The Sandiganbayan 2nd Division blamed the Presidential Commission on Good Government (PCGG) for a failure to submit sufficient evidence.

“It saddens the Court that it took more than 30 years before this case is submitted for decision and yet, the prosecution failed to present sufficient evidence to sustain any of the causes of action against the remaining defendants,” said the 2nd Division decision promulgated on August 5.

It was penned by Associate Justice Lorifel Lacap-Pahimna with concurrences from Associate Justices Oscar Herrera and Michael Frederick Musngi.

What is the case? The civil suit involves 3 cases of allegedly using dummies and government corporations to enrich the Marcoses.

Blanketly accusing Benedicto as the main dummy, the PCGG alleged that:

  • The Development Bank of the Philippines (DBP) granted loans to Benedicto companies to enrich themselves and the Marcoses
  • State-run networks RPN, IBC and BBC-2 were used to illegally remit money to Imee
  • The now-defunct Traders Royal Bank was used as conduit to transfer funds to Marcos accounts overseas

In the DBP loans, the Sandiganbayan said that while the DBP indeed grant foreign currency loans worth $32,700,000 to the alleged dummy companies, the PCGG could not prove that the loan grants were irregular.

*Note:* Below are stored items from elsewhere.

PR #89, opened 2022-01-17
Add new treegrid component

tjennison-google:
This will replace the existing table views and also provide the basis
for the hierarchical view.

### DIFF
--- a/ui/src/treegrid.test.tsx
+++ b/ui/src/treegrid.test.tsx
@@ -1,0 +1,71 @@
+import AccountTreeIcon from "@mui/icons-material/AccountTree";
+import CheckBoxIcon from "@mui/icons-material/CheckBox";
+import IconButton from "@mui/material/IconButton";
+import renderer from "react-test-renderer";
+import { TreeGrid, TreeGridData, TreeGridId } from "treegrid";
+
+test("Table renders correctly", () => {
+  const columns = [
+    {
+      key: "col1",
+      width: "100%",
+      title: "Column 1",
+    },
+    {
+      key: "col2",
+      width: 150,
+      title: "Column 2",
+    },
+    {
+      key: "col3",
+      width: 50,
+      title: <AccountTreeIcon />,
+    },
+  ];
+
+  const data: TreeGridData = {
+    root: {
+      data: {},
+      children: [1, 3],
+    },
+    1: {
+      data: {
+        col1: "1-col1",
+        col2: "1-col2",
+      },
+      children: [2],
+    },
+    2: {
+      data: {
+        col1: "2-col1",
+        col2: "2-col2",
+        col3: "2-col3",
+      },
+    },
+    3: {
+      data: {
+        col1: "3-col1",
+        col2: "3-col2",
+        col3: <AccountTreeIcon />,
+      },
+    },
+  };
+
+  const prefixElements = (id: TreeGridId) => {
+    // Add variety to the rows.
+    if (id !== 2) {
+      return undefined;
+    }
+    return;
+    <IconButton size="small">
+      <CheckBoxIcon fontSize="inherit" />
+    </IconButton>;
+  };
+
+  const tree = renderer
+    .create(
+      <TreeGrid columns={columns} data={data} prefixElements={prefixElements} />
+    )
+    .toJSON();
+  expect(tree).toMatchSnapshot();
+});
--- a/ui/src/treegrid.tsx
+++ b/ui/src/treegrid.tsx
@@ -1,0 +1,257 @@
+import ErrorIcon from "@mui/icons-material/Error";
+import KeyboardArrowDownIcon from "@mui/icons-material/KeyboardArrowDown";
+import KeyboardArrowRightIcon from "@mui/icons-material/KeyboardArrowRight";
+import CircularProgress from "@mui/material/CircularProgress";
+import IconButton from "@mui/material/IconButton";
+import Typography from "@mui/material/Typography";
+import { ReactNode, useCallback } from "react";
+import { useImmer } from "use-immer";
+
+export type TreeGridId = string | number;
+
+export type TreeGridRowData = {
+  [key: string]: undefined | string | number | boolean | JSX.Element;
+};
+
+export type TreeGridItem = {
+  children?: TreeGridId[];
+  data: TreeGridRowData;
+};
+
+export type TreeGridData = {
+  [key: TreeGridId]: TreeGridItem;
+};
+
+export type TreeGridColumn = {
+  key: string;
+  width: string | number;
+  title?: string | JSX.Element;
+};
+
+export type TreeGridProps = {
+  columns: TreeGridColumn[];
+  data: TreeGridData;
+  prefixElements?: (id: TreeGridId, data: TreeGridRowData) => ReactNode;
+  // The returned string is displayed as an error message for failures and
+  // ignored for successes.
+  loadChildren?: (id: TreeGridId) => Promise<string>;
+};
+
+export function TreeGrid(props: TreeGridProps) {
+  const [state, updateState] = useImmer<TreeGridState>(
+    new Map<TreeGridId, TreeGridItemState>()
+  );
+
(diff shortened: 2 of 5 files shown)


cbookg (commented):
Can you post a screenshot so I can have some context?

tjennison-google:
Sure

image

ui/src/treegrid.tsx
```diff
@@ -0,0 +1,253 @@
...
+      const itemState = draft.get(id) || {
+        status: Status.Collapsed,
+      };
+      switch (itemState.status) {
+        case Status.Loading:
+          return;
+        case Status.Expanded:
+          itemState.status = Status.Collapsed;
+          break;
+        default:
```
cbookg, line 54: do you want this to be what is run in the 'error' state?

ui/src/treegrid.tsx
```diff
@@ -0,0 +1,253 @@
...
+        <thead>
+          <tr>
+            {props.columns.map((col, i) => (
+              <td
+                key={i}
+                style={{
+                  ...(col.width && {
+                    maxWidth: col.width,
+                    width: col.width,
+                    minWidth: col.width,
```
cbookg, line 99: seems wrong to be setting all 3 of these?

ui/src/treegrid.tsx
```diff
@@ -0,0 +1,253 @@
...
+                          title={childState?.errorMessage}
+                          onClick={() => {
+                            toggleExpanded(childId);
+                          }}
+                        >
+                          {itemIcon(childState)}
+                        </IconButton>
+                      )}
+                      {props.prefixElements &&
+                        props.prefixElements(childId, child.data)}
```
cbookg, line 202: i think just props.prefixElement?.(childId, child.data)

ui/src/treegrid.tsx
```diff
@@ -0,0 +1,253 @@
...
+export type TreeGridColumnData = {
+  key: string;
+  width: string | number;
+  title?: string | JSX.Element;
+};
+
+export type TreeGridProps = {
+  columns: TreeGridColumnData[];
+  data: TreeGridData;
+  prefixElements?: (id: TreeGridId, data: TreeGridRowData) => JSX.Element[];
```
cbookg, line 34: shouldn't this just return ReactNode and then you can return any valid JSX?  as an example, its weird that your test has to return an array

ui/src/treegrid.test.tsx
```diff
@@ -0,0 +1,71 @@
...
+        col3: <AccountTreeIcon />,
+      },
+    },
+  };
+
+  const prefixElements = (id: TreeGridId) => {
+    if (id !== 2) {
+      return [];
+    }
+    return [
```
cbookg, line 58: i would expect this function to just be able to return any JSX:
return (
      <IconButton key={0} size="small">
        <CheckBoxIcon fontSize="inherit" />
      </IconButton>
)

ui/src/treegrid.tsx
tjennison-google: Done

ui/src/treegrid.tsx
```diff
@@ -0,0 +1,253 @@
...
+          <tbody>
+            {renderChildren(props, state, toggleExpanded, "root", 0, false)}
+          </tbody>
+        </table>
+      </div>
+    </>
+  );
+}
+
+function renderChildren(
```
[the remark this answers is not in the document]
tjennison-google: That's the design I started with but it mostly just shuffled things around. Since the root node isn't rendered, the code to render children needs to be shared between the tree and potential child components anyway, and the actual rendering is pretty contained inside the results.push call.

ui/src/treegrid.tsx
```diff
@@ -0,0 +1,247 @@
...
+import CircularProgress from "@mui/material/CircularProgress";
+import IconButton from "@mui/material/IconButton";
+import Typography from "@mui/material/Typography";
+import { ReactNode, useCallback } from "react";
+import { useImmer } from "use-immer";
+
+export type TreeGridId = string | number;
+
+export type TreeGridRowData = {
+  [key: string]: string | number | JSX.Element;
```
calbach, line 13: Another approach you could consider is to move an optional rendering function into the Column definition. This would require less data prep by the client to pass in the new values for `rows`, as it doesn't need to worry about display concerns.

ui/src/treegrid.tsx
```diff
@@ -0,0 +1,247 @@
...
+};
+
+export type TreeGridItem = {
+  children?: TreeGridId[];
+  data: TreeGridRowData;
+};
+
+export type TreeGridData = {
+  [key: TreeGridId]: TreeGridItem;
```
calbach, line 22: The caller cannot reliably impose an order on the rows in this model (except maybe with certain browsers and a deep understanding of object key iteration order). Is that OK? Something like `Map` would preserve insertion order.

ui/src/treegrid.tsx
```diff
@@ -0,0 +1,247 @@
...
+      <tr
+        key={childId}
+        style={{
+          ...(collapse && { visibility: "collapse" }),
+        }}
+      >
+        {props.columns.map((col, i) => {
+          let value = child.data[col.key] || "";
+          let title = "";
+          if (!(value instanceof Object)) {
```
calbach, line 151: Can you add a comment here? Is this attempting to check for JSX elements?

ui/src/treegrid.tsx
```diff
@@ -0,0 +1,247 @@
...
+
+type TreeGridItemState = {
+  status: Status;
+  loaded?: boolean;
+  errorMessage?: string;
+};
+
+type TreeGridState = Map<TreeGridId, TreeGridItemState>;
+
+function itemIcon(state?: TreeGridItemState): JSX.Element {
```
calbach, line 237: nit: is there a reason not to make this a normal react function component?

ui/src/treegrid.tsx
```diff
@@ -0,0 +1,247 @@
...
+
+export type TreeGridProps = {
+  columns: TreeGridColumnData[];
+  data: TreeGridData;
+  prefixElements?: (id: TreeGridId, data: TreeGridRowData) => ReactNode;
+  loadChildren?: (id: TreeGridId) => Promise<string>;
+};
+
+export function TreeGrid(props: TreeGridProps) {
+  const [state, updateState] = useImmer<TreeGridState>(
```
calbach, line 39: I'm not familiar with immer, though seems reasonable at a glance - how did you land on this? Any alternatives considered?

ui/src/treegrid.tsx
```diff
@@ -0,0 +1,247 @@
...
+                    status: Status.Failed,
+                    errorMessage: error,
+                  });
+                });
+              });
+          }
+      }
+      draft.set(id, itemState);
+    });
+  }, []);
```
calbach, line 81: Should this be invalidated by `props.loadChildren` changing?

calbach (commented):
Nice, very clean / minimal

ui/src/treegrid.tsx
tjennison-google: I was unsatisfied with the lodash deepCopy method I had been using so far. I didn't find any other simple options beyond using basic javascript (e.g. spreading) which I've found unwieldy with nontrivial state. I'm also considering whether it makes sense to buy into a larger ecosystem like Redux or Recoil. Conveniently, I'm leaning towards Redux which uses immer so this works well both independently and also if I go that route. The other options for this used by Recoil and other systems generally aren't separable from their systems.

ui/src/treegrid.tsx
tjennison-google: Done.

ui/src/treegrid.tsx
tjennison-google: Yeah, done.

ui/src/treegrid.tsx
tjennison-google: Done. I had just thought of it as a helper but it was basically a component already.

calbach (approved):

“The court is more inclined to accept the defendants’ theory that the approval of the loan accommodation was in the exercises of the Board of Governors’ sound business judgment upon the recommendation of the Manager of the Industrial Projects Development III,” said the court.

The court added that “the interests of DBP was amply protected by the conditions imposed by the bank and the loan was adequately secured.”

The PCGG also failed to show proof that the DBP board of governors had close associations to the Marcoses, said the Sandiganbayan.

In the Traders Royal Bank (TRB) case, the PCGG showed documents from the California Overseas Bank that aimed to show it “was used by former President Marcos as a conduit bank for dollar salting.”

Dollar-salting is the criminal act of stashing foreign currency money abroad without the authority of the Central Bank. (READ: SC affirms Imelda’s acquittal in dollar-salting, hits ‘apathetic’ prosecution)

However the court said that the documents “failed to substantiate the allegation that Benedicto received funds and laundered them using the banking facilities of TRV prior to remittance and credit to the various overseas accounts maintained by the Marcoses.”

How is Imee Marcos involved? Benedicto was accused of “actively collaborating with Imee to use RPN, IBC and BBC to remit funds to the latter.

The PCGG said that money was declared as receivables from the marketing arms of the networks, instead of forming part of the cash on-hand. By making them receivables, the networks supposedly were allowed to time-deposit the funds with Security Bank and Trust Company “from which disbursements were made” to Imee.

Imee was not named a co-defendant in this case as she faces a separate suit.

Ramon Monzon, the former CEO of RPN, IBC and BBC, cooperated with the government and wrote up an affidavit to say he was a dummy of Imee.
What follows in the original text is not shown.